The latest deal is also complementary to Shell's existing position in Singapore and Europe, Kang noted.

However, long-term benefits are uncertain as a gas aggregator framework is planned to be introduced for Singapore's power sector in 2024, she said.

While the latest deal will result in a change of hands of Pavilion's existing portfolio to Shell, future marketing activity of LNG supply by Shell to downstream end-users will be limited to the non-power sectors once the framework is in place, she said.

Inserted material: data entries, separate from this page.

PR #1058, opened 2023-03-22
Update metrics periodically, port more stats to metrics.

bgrozev:
- feat: Update metrics periodically instead of when /stats is accessed.
- Move the threads stat to a metric.
- Add a "healthy" metrics.
- Convert BridgeSelector stats to metrics.
- Bring back bridges_removed, now as a metric.
- Port jibri counts to metrics.

### DIFF
--- a/jicofo-common/src/main/kotlin/org/jitsi/jicofo/metrics/JicofoMetricsContainer.kt
+++ b/jicofo-common/src/main/kotlin/org/jitsi/jicofo/metrics/JicofoMetricsContainer.kt
@@ -17,11 +17,67 @@
  */
 package org.jitsi.jicofo.metrics
 
+import org.jitsi.config.JitsiConfig
+import org.jitsi.jicofo.TaskPools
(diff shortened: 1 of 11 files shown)


jicofo-common/src/main/kotlin/org/jitsi/jicofo/metrics/JicofoMetricsContainer.kt
```diff
@@ -17,11 +17,67 @@
...
+                it.invoke()
+            } catch (e: Exception) {
+                logger.warn("Exception while running subtask", e)
+            }
+        }
+    }
+
+    fun stop() = synchronized(this) {
+        updateTask?.cancel(false)
+        updateTask = null
```
JonathanLennox, line 72: Might want to clear subtasks to make sure we don't hold on to handles to anything - though if this only happens on shutdown it's probably not a big deal

JonathanLennox (approved):

PR #1090, opened 2023-05-05
fix: Fix audio/video limits since muted stated was moved to SourceInfo.

bgrozev:


jicofo-common/src/main/kotlin/org/jitsi/jicofo/xmpp/muc/ChatRoomMemberImpl.kt
```diff
@@ -21,17 +21,16 @@ import org.jitsi.jicofo.xmpp.Features
 import org.jitsi.jicofo.xmpp.XmppCapsStats
 import org.jitsi.jicofo.xmpp.XmppConfig
 import org.jitsi.jicofo.xmpp.muc.MemberRole.Companion.fromSmack
+import org.jitsi.utils.MediaType
 import org.jitsi.utils.OrderedJsonObject
 import org.jitsi.utils.logging2.Logger
 import org.jitsi.utils.logging2.createChildLogger
-import org.jitsi.xmpp.extensions.jitsimeet.AudioMutedExtension
 import org.jitsi.xmpp.extensions.jitsimeet.FeaturesExtension
```
damencho, line 28: Does it matter what jigasi is sending? As It still uses those extensions?

jicofo-common/src/main/kotlin/org/jitsi/jicofo/xmpp/muc/ChatRoomMemberImpl.kt
```diff
@@ -175,22 +188,6 @@ class ChatRoomMemberImpl(
         presence.getExtension(StatsId::class.java)?.let {
             statsId = it.statsId
         }
-
```
jallamsetty1, line 178: Should we not leave this in if the endpoint doesn't support source-names ?

bgrozev: Do endpoints with source name support always include `SourceInfo` (even when they don't have any tracks)?

jallamsetty1: Nope, SourceInfo gets added only if there are local tracks.

jallamsetty1: Sorry, just realized that we send an empty SourceInfo on join if the endpoint doesn't have any local tracks. 
"<SourceInfo>{}</SourceInfo>"

jicofo-common/src/main/kotlin/org/jitsi/jicofo/xmpp/muc/SourceInfo.kt
```diff
@@ -16,15 +16,31 @@
...
+private val logger = LoggerImpl(SourceInfo::javaClass.name)
+
 /** The information about a source contained in a jitsi-meet SourceInfo extension. */
 data class SourceInfo(
     val name: String,
     val muted: Boolean,
     val videoType: VideoType?
-)
+) {
+    val mediaType: MediaType? = name.indexOf('-').let { indexOfDash ->
```
JonathanLennox, line 32: I'd rather we signal this explicitly rather than implicitly as here, though that can potentially be a separate PR (and would require client changes).

JonathanLennox (approved):

JonathanLennox (approved):

PR #1098, opened 2023-06-08
Count visitors added to a ChatRoom in the last 500 ms toward the visitorCount.

JonathanLennox:


JonathanLennox:
Now needs https://github.com/jitsi/jitsi-utils/pull/130

damencho (approved):

PR #1101, opened 2023-06-15
Avoid counting participants

JonathanLennox:
Iterating over participant lists causes quadratic behavior when adding large numbers of visitors to a conference.

Instead, keep counts of the relevant values in parallel with the maps.

### DIFF
--- a/jicofo/src/main/java/org/jitsi/jicofo/conference/JitsiMeetConferenceImpl.java
+++ b/jicofo/src/main/java/org/jitsi/jicofo/conference/JitsiMeetConferenceImpl.java
@@ -956,10 +956,6 @@ public class JitsiMeetConferenceImpl
             {
                 expireBridgeSessions();
             }
-
-            visitorCount.setValue(() -> (int) participants.values().stream()
-                .filter(p -> p.getChatMember().getRole() == MemberRole.VISITOR)
-                .count());
         }
 
         maybeStop();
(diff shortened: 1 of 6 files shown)


jicofo/src/main/java/org/jitsi/jicofo/conference/JitsiMeetConferenceImpl.java
```diff
@@ -810,7 +805,16 @@ private void inviteChatMember(ChatRoomMember chatRoomMember, boolean justJoined)
                 ConferenceMetrics.participantsNoSourceName.inc();
             }
 
-            participants.put(chatRoomMember.getOccupantJid(), participant);
+            boolean added = (participants.put(chatRoomMember.getOccupantJid(), participant) == null);
+            if (added && participant.isUserParticipant())
+            {
+                userParticipantAdded();
+            }
+            if (added && participant.getChatMember().getRole() == MemberRole.VISITOR)
```
damencho, line 813: Minor: maybe add and else here?

jicofo/src/main/java/org/jitsi/jicofo/conference/JitsiMeetConferenceImpl.java
```diff
@@ -1021,6 +1023,14 @@ private void terminateParticipant(
             Participant removed = participants.remove(participant.getChatMember().getOccupantJid());
             logger.info(
                     "Removed participant " + participant.getChatMember().getName() + " removed=" + (removed != null));
+            if (!willReinvite && removed != null && removed.isUserParticipant())
+            {
+                userParticipantRemoved();
+            }
+            if (!willReinvite && removed != null && removed.getChatMember().getRole() == MemberRole.VISITOR)
```
damencho, line 1030: Maybe an else? And just one check for `!willReinvite && removed != null`?

damencho (approved):

damencho (approved):

PR #1116, opened 2023-10-02
Update for ktlint 1.0.0 (ktlint-maven-plugin 3.0.0).

JonathanLennox:


jicofo-common/src/main/kotlin/org/jitsi/jicofo/xmpp/Util.kt
```diff
@@ -58,14 +58,13 @@ fun parseJidFromClientProxyJid(
...
-        sendStanza(stanza)
-    } catch (e: SmackException.NotConnectedException) {
-        logger.error("No connection - unable to send packet: " + stanza.toXML(), e)
-    } catch (e: InterruptedException) {
-        logger.error("Failed to send packet: " + stanza.toXML().toString(), e)
-    }
+fun XMPPConnection.tryToSendStanza(stanza: Stanza) = try {
+    sendStanza(stanza)
+} catch (e: SmackException.NotConnectedException) {
+    logger.error("No connection - unable to send packet: " + stanza.toXML(), e)
```
bgrozev, line 64: Looks like it doesn't enforce string templates?

JonathanLennox: Guess not.  I'll suggest it to them.

PR #1118, opened 2023-10-26
avoid xmlstring builder toString

bgrozev:
- chore: Update jitsi-xmpp-extensions.
- log: Remove System.err logs.
- fix: Avoid using XmlStringBuilder.toString.

### DIFF
--- a/jicofo-common/src/main/java/org/jitsi/impl/protocol/xmpp/log/PacketDebugger.java
+++ b/jicofo-common/src/main/java/org/jitsi/impl/protocol/xmpp/log/PacketDebugger.java
@@ -17,6 +17,7 @@ package org.jitsi.impl.protocol.xmpp.log;
 
 import edu.umd.cs.findbugs.annotations.*;
 import org.jitsi.utils.logging2.*;
+import org.jitsi.xmpp.util.*;
 import org.jivesoftware.smack.*;
 import org.jivesoftware.smack.debugger.*;
 import org.jivesoftware.smack.packet.*;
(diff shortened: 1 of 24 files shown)


jicofo-common/src/main/java/org/jitsi/impl/protocol/xmpp/log/PacketDebugger.java
```diff
@@ -66,13 +67,17 @@ public PacketDebugger(XMPPConnection connection, @NonNull String id)
...
+                () -> "RCV PKT (" + id + "): " + XmlStringBuilderUtil.Companion.toStringOpt(streamElement.toXML())
+        );
     }
 
     @Override
     public void onOutgoingStreamElement(TopLevelStreamElement streamElement)
     {
-        logger.debug(() -> "SENT PKT (" + id + "): " + streamElement.toXML());
+        logger.debug(
+                () -> "SENT PKT (" + id + "): " + XmlStringBuilderUtil.Companion.toStringOpt(streamElement.toXML())
```
JonathanLennox, line 79: If your method in jitsi-xmpp-extensions were on `Element` rather than `ExtensionElement` this could just use the non-companion flavor of `toStringOpt` -- is it worth it?  (I think it clearly would be if this were Kotlin, but it's less obvious for Java.)

bgrozev: I noticed this was awkward, but I didn't think it's worth another jitsi-xmpp-extensions update

JonathanLennox (approved):

PR #1119, opened 2023-10-27
fix: Do not leave the conference soon after a conference-request.

bgrozev:
Fixes a race condition in which the conference was stopped while a
client was in the process of joining.


damencho (approved):

bgrozev:
Jicofo needs to leave the room when the last occupant leaves, otherwise "end conference" can not be enforced. We'll address the issue with a client reload instead

PR #1135, opened 2024-02-08
feat: Enable transcription based on MUC config form

bgrozev:
Read room_metadata from the MUC config form, and enable transcription if
it is requested.

### DIFF
--- a/jicofo/src/main/java/org/jitsi/jicofo/jigasi/TranscriberManager.java
+++ b/jicofo/src/main/java/org/jitsi/jicofo/jigasi/TranscriberManager.java
@@ -77,7 +77,8 @@ public class TranscriberManager
 
     /**
      * A single-threaded {@link ExecutorService} to offload inviting the
-     * Transcriber from the smack thread updating presence.
+     * Transcriber from the smack thread updating presence. It's important that requests are handled sequentially to
+     * prevent multiple jigasis being invited.
      */
     private final ExecutorService executorService = Executors.newSingleThreadExecutor();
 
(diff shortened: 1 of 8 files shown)


jicofo/src/main/java/org/jitsi/jicofo/jigasi/TranscriberManager.java
```diff
@@ -125,20 +126,37 @@ private void memberPresenceChanged(@NotNull ChatRoomMember member)
...
-            if (jigasiDetector == null)
+            tryToStart();
+        }
+    }
+
+    private void tryToStart()
+    {
+        if (jigasiDetector == null)
+        {
+            logger.warn("Transcription requested, but jigasiDetector is not configured.");
```
saghul, line 142: Note for the future: it would be useful to somehow propagate this all the way to the client.

jicofo/src/main/java/org/jitsi/jicofo/jigasi/TranscriberManager.java
```diff
@@ -275,5 +277,15 @@ public void memberPresenceChanged(@NotNull ChatRoomMember member)
         {
             TranscriberManager.this.memberPresenceChanged(member);
         }
+
+        @Override
+        public void transcriptionRequestedChanged(boolean transcriptionRequested)
+        {
+            if (transcriptionRequested)
```
saghul, line 284: Shouldn't this check for the active flag too? Note that right now there will be 2 ways to trigger this and both will happen roughly at once:

- presence
- room metadata

jicofo/src/main/java/org/jitsi/jicofo/jigasi/TranscriberManager.java
bgrozev: Agreed

jicofo/src/main/java/org/jitsi/jicofo/jigasi/TranscriberManager.java
bgrozev: That's why the tasks are put on a single threaded executor. I can check the flag here, but I'll have to re-check it in the other thread too.

saghul: 👍  I'm not familiar with the code so I thought I'd ask. SGTM!

saghul (approved):

jicofo/src/main/java/org/jitsi/jicofo/jigasi/TranscriberManager.java
bgrozev: It's a good question

PR #1138, opened 2024-02-24
Update README.md

hasandiwan:
Fix URL to Debian quickstart


damencho:
You can use https://jitsi.org/qi

PR #1156, opened 2024-06-21
fix: Fix scheduling jvb health checks.

bgrozev:
Scheduling at a fixed rate leads to IO threads building up when a bridge
becomes unresponsibe and the duration of health checks becomes longer
than the health check interval.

Meanwhile, industry sources based in Singapore noted that the deal was in line with Singapore's aspiration to become an LNG trading hub as the country increases its reliance on the fuel to meet its demand as well as carbon emission reduction targets. Energy security will stay paramount after the transaction as the country embraces a sole gas aggregator model, they said.

The Shell-Pavilion transaction is "business as usual," a source said, noting that Temasek as an investment company was simply offloading its stake in Pavilion.

"We haven't heard too many details about the deal, but we hope that the Singapore government provides more third-party access to other players ...I personally hope that more LNG licenses are also awarded," as infrastructure ramps up another industry source said.

In October, Singapore LNG announced a plan to develop and eventually operate the Second LNG Terminal in Singapore. The terminal, with a gas supply capacity of up to 5 million mt/year, is expected to be operational by the end of the decade, it said at the time.